* EXERCISE PROMPT
Look for the word "spoof". Copy every line of the listing where it occurs.

* MATERIAL SUPPLIED
PR #77, opened 2020-11-29
Add zh_CN translation for README

lulujyc:


Andrey1970AppleLife:
CC @PMheart

vit9696:
I do not believe there is a necessity, and maintaining this will cause extra effort. Thank you!

PR #76, opened 2020-11-27
backlight patch for icl

idalin:
Copied codes from bkl patch for coffee and kaby and applied to icl

PR #78, opened 2020-12-10
IGFX: Convert existing patches to submodules

0xFireWolf:
#### Abstract:

This PR converts more existing IGFX patches to submodules, revises the backlight fix to support ICL platforms, and introduces the concept of coordinated injections.  

#### Coordinated Injections

**Introduction:**
The *Coordinated Injections* module allows multiple submodules to inject code into a shared function. We classify common patterns of code injection as three categories, *prologue injection*, *replacer injection* and *epilogue injection*. The prologue injector injects code before calling the original function, while the epilogue one injects code after calling the original function. The replacer injector overwrites the original implementation and thus does not call the original function. As such, the coordinator maintains three lists of injection descriptors. 

An injection descriptor describes how to inject the code. It defines a trigger value that will be monitored by the coordinator, an injector function that will be called by the coordinator when the trigger value is observed, and a pointer to the next element in the linked list. Both trigger and injector function type are defined by a concrete submodule. Take the shared `ReadRegister32()` submodule as an example, we define the trigger as the register address, so if the graphics driver tries to read a value from that register, the coordinator would invoke the injector function. As a result, we can separate a giant wrapper function into multiple tiny ones where each of them deals with a specific register.

**Implementation:**
Submodules inherited from the `InjectionCoordinator` class get support of coordinated injections automatically, and patch developers do not need write any additional code. Currently, both `ReadRegister32()` and `WriteRegister32()` implement this feature and expose convenient helper functions to access the original implementation. Submodules that require access to these two functions must set their `requiresMMIORegistersReadAccess` and `requiresMMIORegistersWriteAccess` properties to `true` respectively. 

**Related Changes:**
- The backlight registers fix has been revised to use shared MMIO registers-related functions elegantly. It replaces the previous Coffee Lake backlight patch and now supports Intel Ice Lake platforms. As a result, the pull request https://github.com/acidanthera/WhateverGreen/pull/76 is no longer needed.
- A new shared submodule is added to allow other ones to access the global framebuffer controller instance. Similarly, submodules that require access to the global controller must set `requiresGlobalFramebufferControllersAccess` to `true`. As a result, all TODO items proposed in the pull request https://github.com/acidanthera/WhateverGreen/pull/72#discussion_r506913581 are now completed. 

**Future Changes:**
We will probably need to separate AUX registers-related functions into separate shared submodules as well. The maximum link rate fix is the only one that injects code to the `ReadAUX()` function. If separations are necessary, I will probably submit another PR along with a new fix that relies on it.

Thanks for your time,
FireWolf

### DIFF
--- a/Changelog.md
+++ b/Changelog.md
@@ -1,5 +1,9 @@
 WhateverGreen Changelog
 =======================
+#### v1.4.6
+- Backlight registers fix replaces the previous Coffee Lake backlight fix and is now available on Intel Ice Lake platforms.
+- Boot argument `igfxcflbklt=1` as well as device property `enable-cfl-backlight-fix` are deprecated and replaced by `-igfxblr` and `enable-backlight-registers-fix`.
+
 #### v1.4.5
 - Enabled loading in safe mode (mainly for AGDP fixes)
 - Resolved an issue that the maximum link rate fix is not working properly on Intel Comet Lake platforms. (Thanks @CoronaHack)
--- a/README.md
+++ b/README.md
@@ -69,7 +69,6 @@ Read [FAQs](https://github.com/acidanthera/WhateverGreen/blob/master/Manual/) an
 - `-cdfon` (and `enable-hdmi20` property) to enable HDMI 2.0 patches.
 - `-igfxdump` to dump IGPU framebuffer kext to `/var/log/AppleIntelFramebuffer_X_Y` (available in DEBUG binaries).
 - `-igfxfbdump` to dump native and patched framebuffer table to ioreg at IOService:/IOResources/WhateverGreen
-- `igfxcflbklt=1` boot argument (and `enable-cfl-backlight-fix` property) to enable CFL backlight patch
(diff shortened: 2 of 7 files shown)


Lorys89:
@0xFireWolf

for the problem that the ice lake igpu patch does not start recovery? do you have any feedback on this problem?

m0d16l14n1:
> @0xFireWolf
> 
> for the problem that the ice lake igpu patch does not start recovery? do you have any feedback on this problem?
> photo

In my case (Ice Lake laptop too), as i have already mentioned, i have no difference with that backlight fix / or that new changes. Laptop booting okay, no problems, except that black screen bug for 7-10 seconds on login screen.

vit9696:
Does not seem to have really obvious flaws and contains fairly important changes. Merging as is, let's get it tested for longer time before the release. Thank you.

Lorys89:
> Does not seem to have really obvious flaws and contains fairly important changes. Merging as is, let's get it tested for longer time before the release. Thank you.

Schermata 2020-12-14 alle 21 38 32
Schermata 2020-12-14 alle 21 44 25
to real ioreg mbp 16,2

Lorys89:
@0xFireWolf https://github.com/acidanthera/bugtracker/issues/2241 On beta 13.3 recurs problem of backlighting

PR #79, opened 2020-12-16
IGFX: Add max pixel clock override submodule

al3xtjames:
This can be used as an alternative to patching CoreDisplay.framework. Tested on KBL, but should work on other platforms.


al3xtjames:
Hm, I wonder if we should keep `max-pixel-clock-frequency` configurable - we could just set it to UINT64_MAX and allow any pixel clock. What do you think?

vit9696:
Better not, just in case there is no fool protection. I would say the guides need the values written somewhere. CC @khronokernel

CryptoNeverSleeps:
Quick question... I have XPS 7590 OLED - When resuming from sleep  (Black Screen)... Would this fix that issue.... Only other Alternative is to replace my laptop 4K OLED Screen with a 4K Touch IPS LCD..

al3xtjames:
Probably not, that seems like a different issue.

PR #85, opened 2021-05-19
Update FAQ.Intel.en.md on Haswell graphics

1alessandro1:
Only the HD4400 needs to spoof the `device-id`, so the wiki was updated accordingly

This is mentioned here: https://dortania.github.io/GPU-Buyers-Guide/modern-gpus/intel-gpu.html#haswell-4xxx

and also confirmed by khronokernel here: 

Screenshot 2021-05-19 at 17 47 04

### DIFF
--- a/Manual/FAQ.IntelHD.en.md
+++ b/Manual/FAQ.IntelHD.en.md
@@ -739,7 +739,7 @@ Mobile: 1, PipeCount: 3, PortCount: 1, FBMemoryCount: 1
 - Empty Framebuffer:
   - `0x04120004` (default)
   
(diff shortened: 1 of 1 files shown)


Andrey1970AppleLife:
For mobile HD4600 needs to spoof the device-id

1alessandro1:
@Andrey1970AppleLife Okay, I was confused by the *and*, what about separating the two sentences like this?

For desktop HD4400 *only* and for mobile HD4200/HD4400/HD4600 need fake the device-id 12040000 for IGPU.

Andrey1970AppleLife:
clear without this clarification

PR #776, opened 2025-04-29
[V2 Snackbar] swipe to dismiss implementation

joyeeta26:
### Problem 
Implement swipe to dismiss for snackbar

### Screenshots
swipe to dismiss


Dhruv-Mishra:
How does behave with other UI elements like BottomSheets and Drawers within the UI? Would it still work fine?

Dhruv-Mishra (commented):
How does behave with other UI elements like BottomSheets and Drawers within the UI? Would it still work fine?

Dhruv-Mishra (approved):

PR #49, opened 2024-08-14
Workflow-verified Commits

### LINKED ISSUE #48: Allow Workflow-Authoured Verified Commits
Currently, we use `access-bot` for our workflow-authored commits, but we don't use the associated signing key to make the commits show up as verified.

See https://github.com/ACCESS-NRI/dev-docs/wiki/Continuous-integration-and-Deployment#verified-commits-from-a-workflow for the solution.

Similar to https://github.com/ACCESS-NRI/build-cd/issues/115

CodeGat:
In this PR:
* Import commit-signing keys using org secrets

Closes #48


jo-basevi (approved):
LGTM

PR #55, opened 2024-08-26
Add `git` Tag Message

### LINKED ISSUE #53: Config versions bump failing due to annotated tags
The workflow to bump tags in the ACCESS-ESM1.5 configs is failing

https://github.com/ACCESS-NRI/access-esm1.5-configs/actions/runs/10537864862/job/29199729736#step:5:6

https://github.com/ACCESS-NRI/access-esm1.5-configs/actions/runs/10523427873/job/29158089899#step:5:6

The error occurs when the new tag is being created
```
Run git tag release-historical+concentrations-1.0
  git tag release-historical+concentrations-1.0
  git push --tags
  shell: /usr/bin/bash -e {0}
```

the error is:
```
error: Terminal is dumb, but EDITOR unset
Please supply the message using either -m or -F option.
Error: Process completed with exit code 1.
```

So it seems like the `git tag` is trying to created annotated tags, and it is trying to open an editor to create a commit message and failing.

I think it is related to this change

https://github.com/ACCESS-NRI/model-config-tests/pull/49

so the bot now signs commits.

According to the [git tag docs](https://git-scm.com/book/en/v2/Git-Basics-Tagging) `git` defaults to lightweight commits only when a number of other options *aren't* defined:

> Lightweight Tags
Another way to tag commits is with a lightweight tag. This is basically the commit checksum stored in a file — no other information is kept. To create a lightweight tag, don’t supply any of the -a, -s, or -m options, just provide a tag name

Seeing as we're now effectively specifying `-s`, we no longer have lightweight commits. 

As far as a solution goes, as there is no way to force lightweight commits, the CI will have to add a commit message using the `-m` command line option. It could be an empty string, but might as well be something useful identifying a version bump and the workflow that did it?

CodeGat:
In this PR:
* Added a `-m` flag to the `git tag` call as signed commits require a tag message

Closes #53

### DIFF
--- a/.github/workflows/config-pr-3-bump-tag.yml
+++ b/.github/workflows/config-pr-3-bump-tag.yml
@@ -56,7 +56,7 @@ jobs:
           TAG: ${{ steps.tag.outputs.version }}
           STATUS: ${{ endsWith(steps.tag.outputs.version, '.0') && 'breaking' || 'preserving' }}
         run: |
-          git tag ${{ env.TAG }} -m "Repro-${{ env.STATUS }} update to ${{ github.ref_name }} via model-config-tests '${{ github.workflow }}' workflow."
+          git tag ${{ env.TAG }} -m "Repro-${{ env.STATUS }} update to ${{ github.ref_name }} via model-config-tests 'config-pr-3-bump-tag.yml' workflow."
           git push --tags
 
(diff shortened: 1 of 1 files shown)


jo-basevi (approved):
Looks good to me!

* RESPONSE TO THE TASK
Only the HD4400 needs to spoof the `device-id`, so the wiki was updated accordingly
For mobile HD4600 needs to spoof the device-id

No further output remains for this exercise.